I just looked and I have three messages. I haven't looked at least a year so I wonder how long it takes to auto-delete. :shrug:

Mike


----------



## Hoosier205 (Sep 3, 2007)

jgriffin7 said:


> It's annoying because I have to check just to see if it's something I need to know. It's a waste of my time on 6 receivers.


Why would you check them on all 6 receivers? Check them on one, if you want to at all, and then leave the others to self-delete.


----------



## Hoosier205 (Sep 3, 2007)

MicroBeta said:


> I just looked and I have three messages. I haven't looked at least a year so I wonder if it auto-deletes. :shrug:
> 
> Mike


They do. There have been several messages lately. If they hadn't auto-deleted and you hadn't checked them in a year...you would have had to scroll through a few pages of them.


----------



## jgriffin7 (Feb 16, 2007)

"Hoosier205" said:


> Why would you check them on all 6 receivers? Check them on one, if you want to at all, and then leave the others to self-delete.


Suppose I check them on one. Then a day or so later I'm in a different room and notice the envelope. How am to know if a new message had been added since checking in the first room? A 'mark all as read on all receivers' would be handy.


----------



## ndole (Aug 26, 2009)

pssst!
*This will become a non issue once the HMC is released...*

Not that it's actually an issue as it is. :lol:


----------



## ATARI (May 10, 2007)

joed32 said:


> He's recording it in SD though. But if you watch it on a decent upscaling DVD player it will look better than SD.

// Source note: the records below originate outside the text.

PR #3827, opened 2019-01-22
refactor: move to flatten protocol

aslushnikov:
DevTools protocol is dropping nested targets and switching to
flatten protocol. This patch adopts the new scheme.

Once this change lands, tip-of-tree Puppeteer will be incompatible
with Chromium below 72.0.3606.0. Chromium 72 goes stable on [Jan, 29](https://www.chromestatus.com/features/schedule) - the same time we release the
next version of Puppeteer, so this change won't hurt those clients who try using
tip-of-tree Puppeteer with stable chrome. 

For the record: the previous attempt to land this was https://github.com/GoogleChrome/puppeteer/pull/3524.

### DIFF
--- a/lib/Connection.js
+++ b/lib/Connection.js
@@ -75,6 +75,10 @@ class Connection extends EventEmitter {
     });
   }
 
+  /**
+   * @param {*} message
+   * @return {number}
+   */
   _rawSend(message) {
     const id = ++this._lastId;
     message = JSON.stringify(Object.assign({}, message, {id}));
@@ -106,9 +110,7 @@ class Connection extends EventEmitter {
       const session = this._sessions.get(object.sessionId);
       if (session)
         session._onMessage(object);
-      return;
-    }
-    if (object.id) {
+    } else if (object.id) {
       const callback = this._callbacks.get(object.id);
       // Callbacks could be all rejected if someone has called `.dispose()`.
       if (callback) {
@@ -118,9 +120,9 @@ class Connection extends EventEmitter {
         else
           callback.resolve(object.result);
       }
-      return;
+    } else {
+      this.emit(object.method, object.params);
     }
-    this.emit(object.method, object.params);
   }
 
   _onClose() {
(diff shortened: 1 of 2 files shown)


JoelEinbinder:
I don't think it affects any users, but it's worth noting that the CDPSession public api cannot be used with the flattened protocol at the moment. We only accept method/params in CDPSession.send

lib/Connection.js
```diff
@@ -66,15 +69,20 @@ class Connection extends EventEmitter {
...
-    const message = JSON.stringify({id, method, params});
-    debugProtocol('SEND ► ' + message);
-    this._transport.send(message);
+    const id = this._rawSend({method, params});
     return new Promise((resolve, reject) => {
       this._callbacks.set(id, {resolve, reject, error: new Error(), method});
     });
   }
 
+  _rawSend(message) {
```
JoelEinbinder, line 82: I'd expect rawSend to take a string, or just stringify my object and send it raw. Not do id fiddling. Maybe call this _sendWithId or something?

lib/Connection.js
```diff
@@ -83,6 +91,23 @@ class Connection extends EventEmitter {
...
+      if (session) {
+        session._onClosed();
+        this._sessions.delete(object.params.sessionId);
+      }
+    }
+    if (object.sessionId) {
+      const session = this._sessions.get(object.sessionId);
+      if (session)
+        session._onMessage(object);
+      return;
```
JoelEinbinder: nit: I'd prefer else ifs here. Thats just me though.

lib/Connection.js
```diff
@@ -168,28 +176,16 @@ class CDPSession extends EventEmitter {
...
-    });
+    const id = this._connection._rawSend({sessionId: this._sessionId, method, params});
     return new Promise((resolve, reject) => {
       this._callbacks.set(id, {resolve, reject, error: new Error(), method});
     });
   }
 
   /**
-   * @param {string} message
+   * @param {*} object
```
JoelEinbinder: {id?: number, method: string, params: Object}

JoelEinbinder (approved):

aslushnikov:
>  the CDPSession public api cannot be used with the flattened protocol at the moment.

@JoelEinbinder what does it mean?

Issue #1434, opened 2017-11-20
expose timing information


aslushnikov:
Exposing timing information would greatly benefit performance scenarios.
We shoud:
1. add `DOMContentLoaded` and `NavigationStart` metrics to the `Page.metrics()` struct
2. expose timing information for requests/response objects

There's currently a suspicion that [1] is not aligned with [2] in the protocol. We, however, should pick a single time scale and use it throughout the api.

yanivefraim:
@aslushnikov - can I help here? (:

aslushnikov:
@yanivefraim please go ahead!

yanivefraim:
> There's currently a suspicion that [1] is not aligned with [2] in the protocol. We, however, should pick a single time scale and use it throughout the api.

@aslushnikov - just want to make sure that I understand this correct:

> 1. add DOMContentLoaded and NavigationStart metrics to the Page.metrics() struct

This is section is about:

Options a:  expose those two events from protocol to metrics struct
Options b: use performance.timing for that

> 2. expose timing information for requests/response objects

take timing for each req/res against `NavigationStart` from [1]

Did I get it right?

aslushnikov:
Hey @yanivefraim:
- for the (1), the `DOMContentLoaded` and `NavigationStart` events are filtered out from metrics event: https://github.com/GoogleChrome/puppeteer/blob/1c2adf61e971577a6bc96621fcb78ee88a9a9ff8/lib/Page.js#L983-L998 The main reason for that is the uncertainty on the time scale that's used for the values.
- (2) is best summarized by Paul here: https://github.com/GoogleChrome/puppeteer/pull/2015#issuecomment-377588552

PR #3841, opened 2019-01-25
fix(page): include event context on 'load' and 'domcontentloaded'

mbeasley:
For both the 'load' and 'domcontentloaded' events, we were just emitting the event without any context about the event. The [event from dev tools](https://chromedevtools.github.io/devtools-protocol/tot/Page#event-loadEventFired) includes the timestamp which is fairly useful for any timing measurements.  This change adds those events to the emitted context.

On a side note, it's a little odd that the `load` event doesn't include any context about the frame (like [lifecycle events](https://chromedevtools.github.io/devtools-protocol/tot/Page#event-lifecycleEvent) do), but I think that's more an issue for dev tools.

*Note: this was originally submitted in #3803 but resubmitted to be in alignment with our CLA*

### DIFF
--- a/lib/Page.js
+++ b/lib/Page.js
@@ -129,8 +129,8 @@ class Page extends EventEmitter {
     this._networkManager.on(Events.NetworkManager.RequestFailed, event => this.emit(Events.Page.RequestFailed, event));
     this._networkManager.on(Events.NetworkManager.RequestFinished, event => this.emit(Events.Page.RequestFinished, event));
 
-    client.on('Page.domContentEventFired', event => this.emit(Events.Page.DOMContentLoaded));
-    client.on('Page.loadEventFired', event => this.emit(Events.Page.Load));
+    client.on('Page.domContentEventFired', event => this.emit(Events.Page.DOMContentLoaded, event));
+    client.on('Page.loadEventFired', event => this.emit(Events.Page.Load, event));
     client.on('Runtime.consoleAPICalled', event => this._onConsoleAPI(event));
     client.on('Runtime.bindingCalled', event => this._onBindingCalled(event));
     client.on('Page.javascriptDialogOpening', event => this._onDialog(event));


mbeasley:
I signed it!

mbeasley:
@aslushnikov I apologize if this is the wrong way to go about this, but is there anything additional needed from me to help get this over the line? I wasn't sure if tying this to an issue would be more helpful. Let me know if there's something more I should be doing. Thank you!

aslushnikov:
> I apologize if this is the wrong way to go about this, but is there anything additional needed from me to help get this over the line? I wasn't sure if tying this to an issue would be more helpful. Let me know if there's something more I should be doing. Thank you!

@mbeasley sorry, it took me a while to crawl through all notifications to get here. You did everything nicely!

I have a few concerns:
- we try not to expose protocol events as-is - instead, we expose only the necessary parts. In your case, you're interested in a timestamp, so I'd fire event with an explicitly created new object that has a "timestsamp" field that's picked from CDP event
- the timestamps in  `load` and `domcontentloaded` events are in something called `MonotonicTime`. Are you sure this is what you want?

mbeasley:
@aslushnikov regarding the event (just to make sure I'm understanding this correctly), would the idea be to simply just add a handler that emits a custom event similar to what is done for things like `_emitMetrics`? If so, so that's pretty straightforward. 

Definitely looking to use `MonotonicTime`, as that seems to be consistent with what is used on other events; while arbitrary, it's been reliably consistent for measurements between events.

aslushnikov:
> egarding the event (just to make sure I'm understanding this correctly), would the idea be to simply just add a handler that emits a custom event similar to what is done for things like _emitMetrics? If so, so that's pretty straightforward.

@mbeasley exactly

> Definitely looking to use MonotonicTime, as that seems to be consistent with what is used on other events; while arbitrary, it's been reliably consistent for measurements between events.

This seems to be related to #1434. Why don't you use the `window.performance.timing`? It should satisfy all your needs.

aslushnikov:
Closing this; let us know if `window.performance.timing` doesn't work for you.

It will be 16x9 and I do have an upconverting DDV player.


----------



## Jason Whiddon (Aug 17, 2006)

MysteryMan said:


> :nono2: Hands out the crying towels. Doesn't see what all the grief is about.


I find it annoying that this post still lives. I mean really people, nothing better to do?? Talk about pick the most minor issue you can, and beat the horse with it.


----------



## Jeremy W (Jun 19, 2006)

elwaylite said:


> I mean really people, nothing better to do??


I agree. You have nothing better to do than post in a thread about a topic you clearly don't care about?


----------



## MysteryMan (May 17, 2010)

elwaylite said:


> I find it annoying that this post still lives. I mean really people, nothing better to do?? Talk about pick the most minor issue you can, and beat the horse with it.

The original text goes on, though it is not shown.